= Task data =
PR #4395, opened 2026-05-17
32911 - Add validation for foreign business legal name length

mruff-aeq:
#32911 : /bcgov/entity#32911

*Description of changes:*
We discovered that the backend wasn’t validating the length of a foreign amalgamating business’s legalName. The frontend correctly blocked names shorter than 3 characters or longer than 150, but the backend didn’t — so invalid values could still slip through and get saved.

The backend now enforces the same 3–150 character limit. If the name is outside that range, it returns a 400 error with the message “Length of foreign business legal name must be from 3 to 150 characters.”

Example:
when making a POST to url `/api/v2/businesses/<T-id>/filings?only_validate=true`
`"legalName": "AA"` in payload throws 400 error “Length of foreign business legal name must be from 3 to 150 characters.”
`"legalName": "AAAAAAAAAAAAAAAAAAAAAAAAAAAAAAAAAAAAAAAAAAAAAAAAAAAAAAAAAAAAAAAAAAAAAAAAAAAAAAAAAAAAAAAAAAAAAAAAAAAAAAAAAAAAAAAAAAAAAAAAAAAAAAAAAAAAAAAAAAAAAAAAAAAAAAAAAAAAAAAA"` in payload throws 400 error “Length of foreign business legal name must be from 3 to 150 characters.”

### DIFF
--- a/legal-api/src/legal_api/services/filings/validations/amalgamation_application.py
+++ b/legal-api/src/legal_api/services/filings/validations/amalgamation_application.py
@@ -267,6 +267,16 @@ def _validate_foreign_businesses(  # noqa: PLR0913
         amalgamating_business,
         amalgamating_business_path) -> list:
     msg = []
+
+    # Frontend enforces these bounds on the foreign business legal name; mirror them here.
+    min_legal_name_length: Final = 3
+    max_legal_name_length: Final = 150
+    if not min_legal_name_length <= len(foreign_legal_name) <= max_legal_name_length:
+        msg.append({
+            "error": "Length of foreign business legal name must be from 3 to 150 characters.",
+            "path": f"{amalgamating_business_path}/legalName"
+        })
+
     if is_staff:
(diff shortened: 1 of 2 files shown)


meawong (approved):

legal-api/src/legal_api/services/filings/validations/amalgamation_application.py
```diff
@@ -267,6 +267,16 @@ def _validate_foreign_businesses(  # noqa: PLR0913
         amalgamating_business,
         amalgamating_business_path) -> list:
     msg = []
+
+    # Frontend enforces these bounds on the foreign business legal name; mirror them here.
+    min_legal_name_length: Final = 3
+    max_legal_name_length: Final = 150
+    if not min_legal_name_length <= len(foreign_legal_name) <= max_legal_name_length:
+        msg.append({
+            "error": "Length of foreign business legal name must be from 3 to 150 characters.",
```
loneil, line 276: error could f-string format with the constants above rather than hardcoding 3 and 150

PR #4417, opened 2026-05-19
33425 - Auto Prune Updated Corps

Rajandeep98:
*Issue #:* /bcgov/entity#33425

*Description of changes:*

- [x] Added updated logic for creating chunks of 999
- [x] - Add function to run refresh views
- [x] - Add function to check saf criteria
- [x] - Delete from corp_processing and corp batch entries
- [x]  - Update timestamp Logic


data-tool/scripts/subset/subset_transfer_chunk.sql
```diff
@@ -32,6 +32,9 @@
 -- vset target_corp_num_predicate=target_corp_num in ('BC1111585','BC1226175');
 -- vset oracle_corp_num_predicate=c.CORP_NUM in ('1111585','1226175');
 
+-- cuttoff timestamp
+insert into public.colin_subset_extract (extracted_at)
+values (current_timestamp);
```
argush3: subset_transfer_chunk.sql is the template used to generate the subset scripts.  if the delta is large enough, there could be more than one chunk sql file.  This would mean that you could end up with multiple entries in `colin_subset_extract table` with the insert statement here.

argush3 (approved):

= Exercise =
Print the line that contains "loneil, line 276: error" and each line after it up to the end of the listing, exactly as written.

= Written reply =
loneil, line 276: error could f-string format with the constants above rather than hardcoding 3 and 150

PR #4417, opened 2026-05-19
33425 - Auto Prune Updated Corps

Rajandeep98:
*Issue #:* /bcgov/entity#33425

*Description of changes:*

- [x] Added updated logic for creating chunks of 999
- [x] - Add function to run refresh views
- [x] - Add function to check saf criteria
- [x] - Delete from corp_processing and corp batch entries
- [x]  - Update timestamp Logic


data-tool/scripts/subset/subset_transfer_chunk.sql
```diff
@@ -32,6 +32,9 @@
 -- vset target_corp_num_predicate=target_corp_num in ('BC1111585','BC1226175');
 -- vset oracle_corp_num_predicate=c.CORP_NUM in ('1111585','1226175');
 
+-- cuttoff timestamp
+insert into public.colin_subset_extract (extracted_at)
+values (current_timestamp);
```
argush3: subset_transfer_chunk.sql is the template used to generate the subset scripts.  if the delta is large enough, there could be more than one chunk sql file.  This would mean that you could end up with multiple entries in `colin_subset_extract table` with the insert statement here.

argush3 (approved):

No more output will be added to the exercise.